- _Problem to solve_: Below are some entries; state how many of their lines contain the word "lodash", with nothing else in the reply.

- _Recorded data_:

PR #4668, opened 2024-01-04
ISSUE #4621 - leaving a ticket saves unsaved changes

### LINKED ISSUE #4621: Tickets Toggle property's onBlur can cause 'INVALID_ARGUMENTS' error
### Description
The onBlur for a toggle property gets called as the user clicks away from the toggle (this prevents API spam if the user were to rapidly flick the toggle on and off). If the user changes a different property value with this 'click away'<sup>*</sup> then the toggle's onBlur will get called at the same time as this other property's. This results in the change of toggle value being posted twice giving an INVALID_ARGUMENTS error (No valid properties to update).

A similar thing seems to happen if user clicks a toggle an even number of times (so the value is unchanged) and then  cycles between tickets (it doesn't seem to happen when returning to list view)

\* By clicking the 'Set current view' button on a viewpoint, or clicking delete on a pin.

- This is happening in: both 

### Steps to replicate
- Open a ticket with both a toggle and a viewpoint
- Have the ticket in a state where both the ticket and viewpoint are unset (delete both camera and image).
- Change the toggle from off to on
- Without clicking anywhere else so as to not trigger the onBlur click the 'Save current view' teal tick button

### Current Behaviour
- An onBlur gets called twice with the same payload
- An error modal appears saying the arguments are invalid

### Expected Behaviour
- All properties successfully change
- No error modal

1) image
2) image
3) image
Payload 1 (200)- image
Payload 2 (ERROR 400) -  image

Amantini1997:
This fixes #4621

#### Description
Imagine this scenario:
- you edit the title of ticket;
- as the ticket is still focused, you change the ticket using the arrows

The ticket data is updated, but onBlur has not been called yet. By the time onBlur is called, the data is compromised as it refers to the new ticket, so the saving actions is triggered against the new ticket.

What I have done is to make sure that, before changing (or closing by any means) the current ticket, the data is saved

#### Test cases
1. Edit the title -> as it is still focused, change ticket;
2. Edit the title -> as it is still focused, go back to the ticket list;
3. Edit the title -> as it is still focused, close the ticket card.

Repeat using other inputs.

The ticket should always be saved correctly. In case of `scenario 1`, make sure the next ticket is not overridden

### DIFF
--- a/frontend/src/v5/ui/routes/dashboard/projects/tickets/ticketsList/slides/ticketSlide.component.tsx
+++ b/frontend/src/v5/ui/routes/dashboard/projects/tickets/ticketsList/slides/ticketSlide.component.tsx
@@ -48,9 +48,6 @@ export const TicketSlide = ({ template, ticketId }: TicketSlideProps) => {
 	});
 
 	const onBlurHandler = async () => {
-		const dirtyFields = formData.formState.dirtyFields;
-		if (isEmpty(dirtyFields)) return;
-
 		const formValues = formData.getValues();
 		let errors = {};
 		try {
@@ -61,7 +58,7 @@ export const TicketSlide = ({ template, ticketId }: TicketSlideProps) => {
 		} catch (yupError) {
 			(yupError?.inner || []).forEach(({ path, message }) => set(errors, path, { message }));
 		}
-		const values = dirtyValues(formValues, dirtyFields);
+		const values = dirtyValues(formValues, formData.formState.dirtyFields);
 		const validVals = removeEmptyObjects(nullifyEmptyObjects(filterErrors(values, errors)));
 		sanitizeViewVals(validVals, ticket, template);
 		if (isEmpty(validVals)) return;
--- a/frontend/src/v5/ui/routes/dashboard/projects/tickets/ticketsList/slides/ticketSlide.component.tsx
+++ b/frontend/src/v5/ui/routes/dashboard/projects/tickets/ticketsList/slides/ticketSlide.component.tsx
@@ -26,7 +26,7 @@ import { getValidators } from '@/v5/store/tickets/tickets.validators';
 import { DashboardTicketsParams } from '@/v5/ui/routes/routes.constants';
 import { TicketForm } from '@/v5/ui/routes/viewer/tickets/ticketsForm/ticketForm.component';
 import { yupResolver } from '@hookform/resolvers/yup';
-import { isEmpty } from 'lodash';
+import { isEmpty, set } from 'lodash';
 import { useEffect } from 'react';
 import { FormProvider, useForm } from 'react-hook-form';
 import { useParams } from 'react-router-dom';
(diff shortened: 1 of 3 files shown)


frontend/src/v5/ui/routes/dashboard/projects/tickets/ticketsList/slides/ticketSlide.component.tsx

- _Answer box_: 2